There is also the risk of the blood flow not being reversed back to its original direction after a measurement has been made with the blood flow reversed. Because of the increased access circulation which occurs when flow is reversed, this will then lead to a reduced dialysis dose.
For the automatic determination of the dialysis dose by the dialyzing unit, it is necessary for the current clearance to be known at all times during the treatment. For this purpose measurements are made at different points in time. If there is a change in the parameters which affect clearance, and in particular in the blood and dialysate flows, between the measurements, interpolation is possible on the basis of the measurements which have been made and the known treatment parameters (German Patent Publication No. DE 19928407). Because the reversal of flow affects clearance, an exact knowledge of the length of time for which flow is reversed and of the duration of the treatment with the normal direction of flow is needed for determining the dialysis dose.
There is a technique which is known by the name radio frequency identification (RFID) which is in general use for the identification and location of articles. The articles are identified with the help of electromagnetic waves. An RFID system comprises a transponder which is situated on the article and a reader for reading the identity code of the transponder. The reader generates a short-range, high-frequency electromagnetic field by which, generally, not only can data be transmitted but the transponder can also be supplied with energy.
RFID transponders are known in different forms. All RFID transponders have an aerial which is connected to a transceiver. As well as the aerial and transceiver, what are also provided are a non-erasable memory and other circuits.
Known from Japanese Patent Application Publications JP 2233079 A2, JP 24232671 A2 and JP 2002333079 A2 are valves which have an RFID transponder to enable it to be detected whether the valve is open or closed. US Patent Application Publication No. 2007/0277824 A1 describes an apparatus intended for diagnostic purposes in which correct positioning of an insert is monitored by means of an RFID transponder.

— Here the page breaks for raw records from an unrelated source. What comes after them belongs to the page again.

PR #456, opened 2022-10-11
check claim pin status

JGiter:
### Summary

|             |   |
|-------------|---|
| Description |  |
| Jira issue  |  |

### DIFF
--- a/packages/did-ipfs-store/src/didStore.ts
+++ b/packages/did-ipfs-store/src/didStore.ts
@@ -1,12 +1,18 @@
 import { IDidStore } from '@ew-did-registry/did-store-interface';
 import fetch from '@web-std/fetch';
 import { FormData } from '@web-std/form-data';
-import { File, Blob } from '@web-std/file';
+import { Blob } from '@web-std/file';
 import axios from 'axios';
 import { values } from 'lodash';
-import { StatusResponse, TrackerStatus } from './ipfs.types';
-
-Object.assign(global, { fetch, File, Blob, FormData });
+import {
+  AddResponse,
+  PinResponse,
+  StatusResponse,
+  TrackerStatus,
+  PIN_TIMEOUT,
+  REPLICATION,
+} from './ipfs.types';
+import { waitFor } from './utils';
 
 /**
  * Implements decentralized storage in IPFS cluster. Storing data in cluster allows to provide required degree of data availability
@@ -29,21 +35,22 @@ export class DidStore implements IDidStore {
 
   /**
    * @param claim stringified claim. Supported types of claim content are `string` and `object`
-   * @param pinTimeout Defines how to long to wait for pinning completion before throwing error, seconds
+   * @param waitForPinned checker of claim availability. Replication of claim requires time. This parameter allows to configure degree of availability after `save` returns. By default `save` waits until claim is pinned on `replication_factor_min` nodes
    */
-  async save(claim: string, pinTimeout = 5): Promise<string> {
+  async save(
+    claim: string,
+    waitForPinned?: (cid: string) => Promise<void>
+  ): Promise<string> {
     const blob = new Blob([claim]);
-    const { cid } = await this.add(blob);
+    let { cid } = await this.add(blob);
+    cid = cid.toString();
 
-    const { default: waitFor } = await (eval('import(`p-wait-for`)') as Promise<
-      typeof import('p-wait-for')
-    >);
+    if (!waitForPinned) {
+      waitForPinned = async (cid) => await this.waitForPinned(cid);
+    }
+    await waitForPinned(cid);
 
-    await waitFor(async () => await this.isPinned(cid), {
-      timeout: { milliseconds: pinTimeout * 1000 },
-    });
-
-    return cid.toString();
+    return cid;
   }
 
   async get(cid: string): Promise<string> {
@@ -64,10 +71,22 @@ export class DidStore implements IDidStore {
   /**
    * Checks if file is pinned on cluster
    * @param cid CID
+   * @param replicationFactor specifies on how many nodes data should be pinned https://ipfscluster.io/documentation/guides/pinning/#replication-factors
    */
-  async isPinned(cid: string): Promise<boolean> {
-    return values((await this.status(cid)).peer_map).some(
-      (pinInfo) => pinInfo.status === TrackerStatus.Pinned
+  async isPinned(cid: string, replicationFactor = REPLICATION.MIN): Promise<boolean> {
+    const { replication_factor_min, replication_factor_max } =
+      await this.allocations(cid);
+    const expectedReplicationFactor =
+      replicationFactor === REPLICATION.LOCAL
+        ? 1
+        : replicationFactor === REPLICATION.MIN
+        ? replication_factor_min
+        : replication_factor_max;
+
+    return (
+      values((await this.status(cid)).peer_map).filter(
+        (pinInfo) => pinInfo.status === TrackerStatus.Pinned
+      ).length >= expectedReplicationFactor
     );
   }
 
@@ -78,7 +97,7 @@ export class DidStore implements IDidStore {
   async status(cid: string): Promise<StatusResponse> {
     const path = `pins/${cid}`;
 
-    const data = await this.request(path, {
+    const data = await this.request<StatusResponse>(path, {
       method: 'GET',
       params: this.params,
     });
@@ -95,11 +114,12 @@ export class DidStore implements IDidStore {
     const body = new FormData();
     body.append('file', file);
     try {
-      const result = await this.request('add', {
+      const result = await this.request<AddResponse[]>('add', {
         method: 'POST',
         body,
         params: this.params,
       });
+
       const data = result[0];
       return { ...data, cid: data.cid };
     } catch (err) {
@@ -114,7 +134,13 @@ export class DidStore implements IDidStore {
     }
   }
 
-  private async request(
+  private async waitForPinned(cid: string): Promise<void> {
+    await waitFor(async () => await this.isPinned(cid), {
+      timeout: PIN_TIMEOUT * 1000,
+    });
+  }
+
+  private async request<T>(
     path: string,
     {
       method,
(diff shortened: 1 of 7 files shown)


nichonien (approved):

packages/did-ipfs-store/src/didStore.ts
```diff
@@ -27,9 +27,22 @@ export class DidStore implements IDidStore {
...
     const { cid } = await this.add(blob);
+
+    const { default: waitFor } = await (eval('import(`p-wait-for`)') as Promise<
+      typeof import('p-wait-for')
+    >);
+
+    await waitFor(async () => await this.isPinned(cid), {
+      timeout: { milliseconds: pinTimeout * 1000 },
+    });
+
```
jrhender, line 45: @JGiter could you explain a little more why this is necessary please? 

From the IPFS Cluster documentation, it is a bit unclear to me what the consistency semantics of the `add` operation are and how that aligns with the consistency semantics that this `did-store` `save` operation promises.
The [IPFS Cluster](https://ipfscluster.io/documentation/guides/pinning/#adding-files) documentation says:
> This means that when the add process is finished, your file will have been fully added to several IPFS daemons (and not necessarily the local one). 

So to me, this suggests that when `add` returns, one can be sure that IPFS Cluster has received the data (and is propagating it).

Maybe it is better to therefore have this `save` method return when the `add` method returns? In this way, the caller of `save` method could call it again before needing to wait for the full propagation to each node to be complete? 

Maybe as you have it is better, but just trying to understanding the rational a bit better 😃

packages/did-ipfs-store/src/didStore.ts
```diff
@@ -48,6 +61,30 @@ export class DidStore implements IDidStore {
...
   }
 
+  /**
+   * Checks if file is pinned on cluster
+   * @param cid CID
+   */
+  async isPinned(cid: string): Promise<boolean> {
+    return values((await this.status(cid)).peer_map).some(
+      (pinInfo) => pinInfo.status === TrackerStatus.Pinned
+    );
```
jrhender, line 71: How does this pin check work? If only checking `some`, is it possible that it would only be pinned on one node, but not the others? Is that the desired behaviour?

jrhender (commented):
Some initial comments

packages/did-ipfs-store/src/didStore.ts
JGiter: This delay was added in orded to ensure the behavior you quoted from IPFS Cluster documentation. When I tested DidStore locally data were available immediately after `add` returns, but during testing in Github Action pin status after `add` was `pinning`. May be this is because implementation of `nftstorage/ipfs-cluster` on which our implementation is based, is work in progress now

packages/did-ipfs-store/src/didStore.ts
JGiter: Yes, it is possible that data is pinned only on one node, because it is configured by replication factor, which is set in cluster configuration. Probably we can improve this part by waiting enough time to replicate on `replication_factor_min` nodes https://ipfscluster.io/documentation/guides/pinning/#replication-factors. I'll try this. Thanks for notice
It is also possible to set replication factor on adding, but I am not sure if we should expose this option as it requires some knowledge about this process

packages/did-ipfs-store/src/didStore.ts
```diff
@@ -27,9 +33,22 @@ export class DidStore implements IDidStore {
...
-  async save(claim: string): Promise<string> {
+  /**
+   * @param claim stringified claim. Supported types of claim content are `string` and `object`
+   * @param pinTimeout Defines how to long to wait for pinning completion before throwing error, seconds
+   */
+  async save(claim: string, pinTimeout = 5): Promise<string> {
     const blob = new Blob([claim]);
     const { cid } = await this.add(blob);
+
+    const { default: waitFor } = await (eval('import(`p-wait-for`)') as Promise<
```
artursudnik, line 44: Why is `p-wait-for` necessary to be imported like this?

JGiter: It is problem we've started dealing with for some time. A lot of npm packages are migrated to ESM-only. And the only way to import ESM from CommonJs (which did-ipfs-store is) is dynamic import https://www.typescriptlang.org/docs/handbook/esm-node.html. We also wrapping `import` in `eval` to prevent typescript from changing `import` on `require`

artursudnik: oh, so this is it! thx for explaining. :)

packages/did-ipfs-store/src/didStore.ts
jrhender: @JGiter yes, makes sense. In principle, could we return while the status was still `pinning`? I'm not saying that's better necessarily, but just curious what the pros/cons are in your mind.

JGiter: I don't see pros of returning when data is still pinning. User will still need to wait for the data to become available. Thus task of awaiting will fall on him

packages/did-ipfs-store/src/didStore.ts
jrhender, line 44: @JGiter will use of dynamic import cause issues with the jest (https://energyweb.atlassian.net/browse/SWTCH-1508?focusedCommentId=23518) ?

packages/did-ipfs-store/src/didStore.ts
```diff
@@ -48,6 +67,36 @@ export class DidStore implements IDidStore {
     }
   }
 
+  /**
+   * Checks if file is pinned on cluster
+   * @param cid CID
+   * @param isFullyReplicated specifies whether to check if data is fully replicated or pinned at least on one node
```
jrhender, line 73: - Is there a different in meaning between "pinned" and "replicated" in the IPFS context? Maybe there is, so best to be precise and use "pinned" rather than "replicated"
- Seems to check REPLICATION_FACTOR_MIN rather than "one node"?
```suggestion
   * @param isFullyReplicated specifies whether to check if data is pinned to all nodes in the cluster or pinned to at least REPLICATION_FACTOR_MIN nodes
```

packages/did-ipfs-store/src/didStore.ts
jrhender: > User will still need to wait for the data to become available. Thus task of awaiting will fall on him

They might not need to await for the data to be available if they aren't trying to read the data. If they are just writing, then they don't need to wait for read availability.

> Thus task of awaiting will fall on him

I think this could actually be an advantage, as `waitFor`'s behaviour might not suit every client. Currently, there is a `pinTimeout` command, but what if clients want to control other params of the `waitFor` behaviour (e.g. polling frequency)

How about this as a solution? We keep the `save` method as is, but make the `add` method public so that a client could use it can have more control over the wait behaviour if they want to?

packages/did-ipfs-store/src/didStore.ts
```diff
@@ -48,6 +67,36 @@ export class DidStore implements IDidStore {
...
+   */
+  async isPinned(cid: string, isfullyReplicated = true): Promise<boolean> {
+    const repication_factor_min = isfullyReplicated
+      ? (await this.allocations(cid)).replication_factor_min
+      : REPLICATION_FACTOR_MIN;
```
jrhender, line 78: - Is this `clusterNodeCount` variable name that I've suggested accurate @JGiter ?
- why the snake case 🐍  on `repication_factor_min`?
- `repication_factor_min` is a confusing variable name because it is the same as `REPLICATION_FACTOR_MIN` but lowercase
```suggestion
    const clusterNodeCount = (await this.allocations(cid)).replication_factor_min;
    const repication_factor_min = isfullyReplicated
      ? clusterNodeCount
      : REPLICATION_FACTOR_MIN;
```

jrhender (commented):
Some further comments

packages/did-ipfs-store/src/didStore.ts
JGiter: Ah, right. Will try `wait-on` instead

packages/did-ipfs-store/src/didStore.ts
JGiter: The question is what is default behaviour? To wait or not to wait? I beleive that by default we should wait. The drawback is that those who doesn't need after save availability has to provide empty `waitForPinned`. But the drowback for the case when default `waitForPinned` is empty is bigger, because whoever need claim to be avalilable right after `save` will need to put significant efforts for `waitForPinned` implementation. Also it might be confusing for people that `save` doesn't saves

packages/did-ipfs-store/src/didStore.ts
JGiter: Ah, yeah it is a problem. I will have to implement it then

packages/did-ipfs-store/src/didStore.ts
JGiter: snake case variables are returned from cluster
`clusterNodeCount` isn't accurate either. Let it be just `nodes`
Agree on confusing `REPLICATION_FACTOR_MIN`. `isfullyReplicated` as I can see now is also not precise. Probably the best in this case is to mirror cluster configuration option by `replication` option which takes values from {LOCAL, MIN, MAX} enum

packages/did-ipfs-store/src/didStore.ts
```diff
@@ -48,6 +68,42 @@ export class DidStore implements IDidStore {
...
 
+  /**
+   * Checks if file is pinned on cluster
+   * @param cid CID
+   * @param replication specifies on how many nodes data should be pinned https://ipfscluster.io/documentation/guides/pinning/#replication-factors
+   */
+  async isPinned(cid: string, replication = REPLICATION.MIN): Promise<boolean> {
+    const { replication_factor_min, replication_factor_max } =
+      await this.allocations(cid);
+    const nodes =
```
artursudnik, line 79: a little note: at first sight it is unclear for me if this constant contains list of nodes or number of nodes. I needed to analyze the code to figure it out.

JGiter: That's right. I coundn't figured clear name for number of nodes expected to pin data on. How about `expectedReplication`?

artursudnik: or: `nodesCountToBeReplicatedTo` if it is not too long

nichonien: How about nodeReplicationCount?

JGiter: the same dwawback - node and count are part of replication

artursudnik: maybe adding explicit type to this constant will help understand this?
```typescript
const expectedReplication: number =
```

JGiter: for me its the same as adding `count` to `replication`

JGiter: in order to make the difference from the process more obvious, the name can be lengthened like `expectedReplicationFactor`

nichonien (dismissed):

artursudnik (approved):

The object underlying the present invention is to provide a device for reversing blood flow for an extra-corporeal blood treating apparatus, which device, with a high degree of safety and reliability, allows the safety of the extra-corporeal blood treatment to be increased and the measurement of parameters of the blood treatment to be simplified.
As well as this, the object underlying the present invention is also to specify a method of detecting the reversal of blood flow in extra-corporeal blood treatment which is easy to operate and can be safely and reliably applied.
A further object of the present invention is to provide a blood treating apparatus which, easily and with great safety and reliability, enables a reversal of flow to be made to enable parameters of the blood treatment to be measured.
These objects are achieved in accordance with the present invention by virtue of the features of the present invention set forth herein.